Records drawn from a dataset

PR #690, opened 2019-09-04
Test public room list pagination

erikjohnston:


tests/30rooms/70publicroomslist.pl
```diff
@@ -135,3 +135,105 @@
...
+      my ( $user ) = @_;
+
+      my $num_rooms;
+      my $next_batch;
+      my $prev_batch;
+
+      # A hash from room ID to number of times we saw the room.
+      my $counts = {};
+
+      # First we fill up the room list a bit (note there will probably arleady
```
richvdh:
```suggestion
      # First we fill up the room list a bit (note there will probably already
```

tests/30rooms/70publicroomslist.pl
```diff
@@ -135,3 +135,105 @@
...
+
+   check => sub {
+      my ( $user ) = @_;
+
+      my $num_rooms;
+      my $next_batch;
+      my $prev_batch;
+
+      # A hash from room ID to number of times we saw the room.
+      my $counts = {};
```
richvdh: normally you'd use a regular hash rather than a hashref here:

```suggestion
      my %counts;
```

doesn't really matter though

erikjohnston: Originally I did that then everything went horribly wrong and it worked with a hashref and I still don't really understand perl :sob:

PR #697, opened 2019-09-10
Accept access_token instead of id_access_token on the IS, accept Authorization header

anoadragon453:
Synapse PR: https://github.com/matrix-org/synapse/pull/6013 which has context

We now accept `access_token` instead of `id_access_token` and do so using the `Authorization` header instead of in the JSON body, as [MSC2140](https://github.com/matrix-org/matrix-doc/pull/2140/files#diff-c03a26de5ac40fb532de19cb7fc2aaf7R80) states.

### DIFF
--- a/lib/SyTest/Identity/Server.pm
+++ b/lib/SyTest/Identity/Server.pm
@@ -19,7 +19,7 @@ my $next_token = 0;
 
 # Perpetually correct access token for authenticating with v2 Identity Service API endpoints.
 # v2 endpoint calls to this identity server should include this value for their
-# `id_access_token` parameter
+# `access_token` parameter
 my $ID_ACCESS_TOKEN = "swordfish";
 
 sub _init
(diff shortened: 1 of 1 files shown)


lib/SyTest/Identity/Server.pm
```diff
@@ -137,13 +137,13 @@ sub on_request
...
-the request body.
+A helper method that takes an HTTP request and checks if an C<access_token> parameter
+matching C<$ID_ACCESS_TOKEN> is present in either the query parameters or the Authorization
+header (after the Bearer declaration).
 
-Returns C<0> or C<1> depending on whether a correct C<id_access_token> value was found.
+Returns C<0> or C<1> depending on whether a correct C<access_token> value was found.
 
-Responds to the HTTP request with an error message if no C<id_access_token> value was found.
+Responds to the HTTP request with an error message if no C<access_token> value was found.
```
richvdh: can you fix the text of said error message (it still says `id_access_token`)

anoadragon453:
The tests will fail until we merge https://github.com/matrix-org/synapse/pull/6013 unfortunately.

anoadragon453:
And it's been merged!

PR #698, opened 2019-09-11
add some logging for flaky sync test

richvdh:


richvdh:
I totally tested that... :/

PR #701, opened 2019-09-11
federated_rooms_fixture

richvdh:
A test fixture which creates one or more rooms and joins them over
federation.

We have quite a lot of tests that do this, and the boilerplate is boilerplatey.


richvdh:
sorry about the size of the diff here... it looks worse than it is. It's better if you hide whitespace changes.

PR #704, opened 2019-09-17
Implement a mail server to help with 3pid testing

richvdh:
To help us test the 3pid validation flows, we're going to need a simple SMTP
server. This starts one up, but doesn't do anything with it yet.


lib/SyTest/MailServer.pm
```diff
@@ -0,0 +1,124 @@
+package SyTest::MailServer;
```
richvdh: much of this was cargo-culted from the HTTP equivalents...

PR #705, opened 2019-09-17
Configure synapse to use the test mail server

richvdh:
Tweak the generated synapse config so that it uses the test mail server.

Based on #704

### DIFF
--- a/lib/SyTest/Homeserver/Synapse.pm
+++ b/lib/SyTest/Homeserver/Synapse.pm
@@ -142,6 +142,7 @@ sub start
 
    my $listeners = [ $self->generate_listeners ];
    my $bind_host = $self->{bind_host};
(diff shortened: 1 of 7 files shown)


lib/SyTest/Homeserver/Synapse.pm
```diff
@@ -255,6 +257,14 @@ sub start
            recaptcha_private_key    => $self->{recaptcha_config}->{private_key},
         ) : (),
 
+        $self->{smtp_server_config} ? (
+           email => {
+              smtp_host => $self->{smtp_server_config}->{host},
+              smtp_port => $self->{smtp_server_config}->{port},
+              notif_from => 'syanapse@localhost',
```
anoadragon453:
```suggestion
              notif_from => 'synapse@localhost',
```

# [Work instructions]
Looking at the entries above, determine how many lines contain the word "note" and state only that number.

# [Exercise result]
2